The Integrated Business and Engineering (IBE) Honors Program has a challenging four-year curriculum designed to help prepare the next generation of professional leaders to communicate across business and technical domains with an interdisciplinary approach to problem solving.
IBE Cohort Courses
- Semester I: ENGR 1281.01H – IBE Fundamentals of Engineering for Honors I
- Semester II: ENGR 1282.04H – IBE Fundamentals of Engineering for Honors II
- Semester III: BUSMHR 2400 – IBE Competitive Analysis Seminar
- Semester V: BUSMHR 3400 – IBE Innovation Management Seminar
- Semester VII: ENGR 5901.02H – IBE Capstone I
- Semester VIII: ENGR 5902.02H – IBE Capstone II
Freshmen Cornerstone Project
The IBE Freshman Cornerstone course replaces the traditional freshman design-build-test project with one closely mirroring that of a senior capstone design project. Students work in teams to create a physical product and company. The course culminates with a business plan pitch to seasoned industry representatives. This experience builds a solid foundation for the senior capstone design project.
Sophomore Competitive Analysis Seminar
Students transition from their first-year design project into their first of two IBE management seminars. The sophomore seminar helps students better understand how design decisions affect a firm’s ability to build and sustain a competitive advantage. The course exposes students to tools that help them identify relevant information embedded in massive amounts of publicly available data, assess the relationships among key variables highlighted by management theory, and interpret those relationships to develop educated opinions regarding the viability of a firm’s strategy in a specific context. Class discussions encourage students to communicate their business reasoning and judgments in a group setting.
Junior Technology and Strategy Innovation Seminar
The junior IBE seminar provides students with a strategic perspective on management in complex, knowledge-intensive and dynamic environments. These settings pose a different set of challenges to the identification and pursuit of competitive advantage than described in the sophomore seminar. Although tradeoffs between different resource allocation policies and organizational forms remain critical, the emphasis shifts to whether and when a firm should adapt new sources of advantage. These distinctions often require new tools to consider:
(a) How to evaluate highly uncertain investment proposals.
(b) How to capture value from intangible assets.
(c) How to design organizations that are able to assemble and organize the resources necessary to exploit existing advantages or explore new opportunities.
As with the first IBE management seminar, frequent class discussions elevate student collaboration and critical thinking.

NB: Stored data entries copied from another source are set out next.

PR #17082, opened 2021-08-17
Fix #14502 - Triggered the on-change event on the input field to uncheck the "ignore" checkbox 

### LINKED ISSUE #14502: "Ignore" check box (in INSERT tab) does not uncheck when all the fields are edited through popup windows
### Steps to reproduce
1.  Create a table with let's say 2 columns with foreign key
2. In the related tables (those referred to by the keys), add many entries, so that it reaches the threshold of PhpMyAdmin where the < select > becomes a popup, for displaying the options.

### Expected behaviour
The "Ignore" checkbox should become unchecked for that entry, since fields are filled.

### Actual behaviour
The js listener does not understand that fields have been filled, and thus, the "Ignore" button is not set to the unchecked state!

### Server configuration
**phpMyAdmin version:** 4.8.3, 5.0.0-dev

anny21:
### Description
The "Ignore" checkbox doesn't uncheck when fields are filled using the pop up modal

Fixes: #14502

### DIFF
--- a/js/src/sql.js
+++ b/js/src/sql.js
@@ -937,6 +937,9 @@ Sql.browseForeignDialog = function ($thisA) {
             }
             // Set selected value as input value
             $input.val($(this).data('key'));
+            // Unchecks the Ignore checkbox for the current row
+            $input.trigger('change');
+
             $dialog.dialog('close');
         });
         $(formId).on('click', showAllId, function () {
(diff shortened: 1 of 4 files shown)


williamdes (approved):
Looks good, thank you !

js/src/sql.js
```diff
@@ -937,6 +937,9 @@ Sql.browseForeignDialog = function ($thisA) {
             }
             // Set selected value as input value
             $input.val($(this).data('key'));
+            // Unchecks the Ignore checkbox for the current row
+            $input.trigger("change");
```
williamdes, line 941: Tips: `yarn run js-lint --fix`

williamdes:
I applied the js-lint fix and added one more commit to handle GIS modal on save un-check action

PR #17085, opened 2021-08-18
Fix #17084 - ErrorHandler sliceErrors not returning errors

### LINKED ISSUE #17084: PHP session errors details are missing on error page
### Describe the bug

PHP session errors that cause phpmyadmin to fail to load don't display the underlying error details on the error page, making it very difficult to diagnose the problem. There were some issues with the PHP session already being started in my project, which resulted in the error page showing showing only the generic "Error during session start..." message and no further information.

### To Reproduce
This is difficult to reproduce my exact scenario, but this is generally how it to happen:
1. Disable `session.auto_start` setting in your php.ini
2. At the bottom of your config.inc.php file, add a line with `session_start();` to start the session prematurely
3. Try to load phpmyadmin, and it should fail to abort the session because of the session.autostart setting being off (which I suspect is an unrelated bug)
4. The specific PHP error message will be missing on the error page

### Expected behavior

The error page should display the message "session_start(): Ignoring session_start() because a session is already active".

### Screenshots
What the error page looks like:
Screen Shot 2021-08-18 at 1 45 22 PM

What it should look like:
Screen Shot 2021-08-18 at 1 45 48 PM

### Server configuration

- Operating system: Ubuntu Linux 18.04
- Web server: Apache 2.4.29
- Database version:  MariaDB 10.6.4
- PHP version: 8.0.9
- phpMyAdmin version:  5.1.1

### Client configuration

- Browser: Firefox 91.0
- Operating system: macOS 11.4 (Big Sur)

### Additional context
The underlying problem seems to be that the ErrorHandler's sliceErrors method doesn't return the errors properly, and instead returns an empty array.

cmmcneill:
### Description

ErrorHandler class' sliceErrors method was failing to return the correct errors from the error array according to the passed $count argument. This was due to an extra array_splice being performed on $errors, which has already had the errors before $count removed in the first array_splice, and so the index of the remaining errors had changed.

This probably wasn't noticed before because the test case only slices from index 0, and you need to sliceErrors from an index > 0 for the bug to occur. I've fixed this to return all leftover errors after $count index, and updated the ErrorHandlerTest's testSliceErrors to better test this method.

Fixes #17084

### DIFF
--- a/libraries/classes/ErrorHandler.php
+++ b/libraries/classes/ErrorHandler.php
@@ -151,13 +151,19 @@ class ErrorHandler
     /**
      * Pops recent errors from the storage
      *
-     * @param int $count Old error count
+     * @param int $count Old error count (amount of errors to splice)
      *
-     * @return Error[]
+     * @return Error[] The non spliced elements (total-$count)
      */
     public function sliceErrors(int $count): array
     {
+        // store the errors before any operation, example number of items: 10
         $errors = $this->getErrors(false);
+
+        // before array_splice $this->errors has 10 elements
+        // cut out $count items out, let's say $count = 9
+        // $errors will now contain 10 - 9 = 1 elements
+        // $this->errors will contain the 9 elements left
         $this->errors = array_splice($errors, 0, $count);
 
         return $errors;
--- a/libraries/classes/ErrorHandler.php
+++ b/libraries/classes/ErrorHandler.php
@@ -160,7 +160,7 @@ class ErrorHandler
         $errors = $this->getErrors(false);
         $this->errors = array_splice($errors, 0, $count);
 
-        return array_splice($errors, $count);
+        return $errors;
     }
 
     /**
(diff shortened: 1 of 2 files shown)


williamdes:
The logic you are changing was added in https://github.com/phpmyadmin/phpmyadmin/pull/12193 to fix https://github.com/phpmyadmin/phpmyadmin/issues/12146

I will be testing just in case it reverts the fix for https://github.com/phpmyadmin/phpmyadmin/issues/12146

williamdes (approved):
This really makes sense, I will add one more test and comments to the code

williamdes:
Hi @cmmcneill 
I fixed your test by changing one 16 to 15 (line number, duplicate checking ignored it with the same value).
Added a bunch of comments and a new test case
Let me know if you understand the comments in the same was as the code works

cmmcneill:
> Hi @cmmcneill
> I fixed your test by changing one 16 to 15 (line number, duplicate checking ignored it with the same value).
> Added a bunch of comments and a new test case
> Let me know if you understand the comments in the same was as the code works

@williamdes Thanks for fixing my test and adding another one. I think your comments describe how sliceErrors works quite well. Everything looks good.

PR #17093, opened 2021-08-29
Make controllers callable

MauricioFauth:


libraries/classes/Controllers/Table/ReplaceController.php
```diff
@@ -664,7 +664,7 @@ public function index(): void
         if ($goto_include === '/database/sql') {
             /** @var DatabaseSqlController $controller */
             $controller = $containerBuilder->get(DatabaseSqlController::class);
```
williamdes, line 666:
```suggestion
            $containerBuilder->get(DatabaseSqlController::class)();
```
This could be an alternative, but is it a good one ?. I will let you decide ^^

williamdes (approved):

libraries/classes/Controllers/Table/ReplaceController.php
mauriciofauth: I also prefer this way. :)

PR #17096, opened 2021-09-02
Remove the `Core::isValid` method

MauricioFauth:
This improves the type checking and simplifies the code.


williamdes (changes requested):
It would probably be better to create validation methods in the abstract controller to keep a central point of control on validation
What do you think about it ?

I feel like this PR is good but will make pointing out validation steps impossible

mauriciofauth:
> It would probably be better to create validation methods in the abstract controller to keep a central point of control on validation
> What do you think about it ?
> 
> I feel like this PR is good but will make pointing out validation steps impossible

I agree we should improve validation, but this should be done in another pull request, as this PR is mostly an inline of the `Core::isValid` method.

williamdes (approved):
> I agree we should improve validation, but this should be done in another pull request, as this PR is mostly an inline of the Core::isValid method.

Okay

LGTM then :)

Honors Senior Capstone Design
Equipped with a more rigorous business toolkit from their strategic management seminars, senior IBE students return to product design in their capstone course. IBE capstone projects are unique, requiring a company sponsor and a realistic, open-ended problem statement—focused on product and market development with emphasis on user-centric design. Project teams consist of engineering, business, and industrial design students matched to project needs. Teams have access to top-notch facilities, including state-of-the-art rapid prototyping equipment.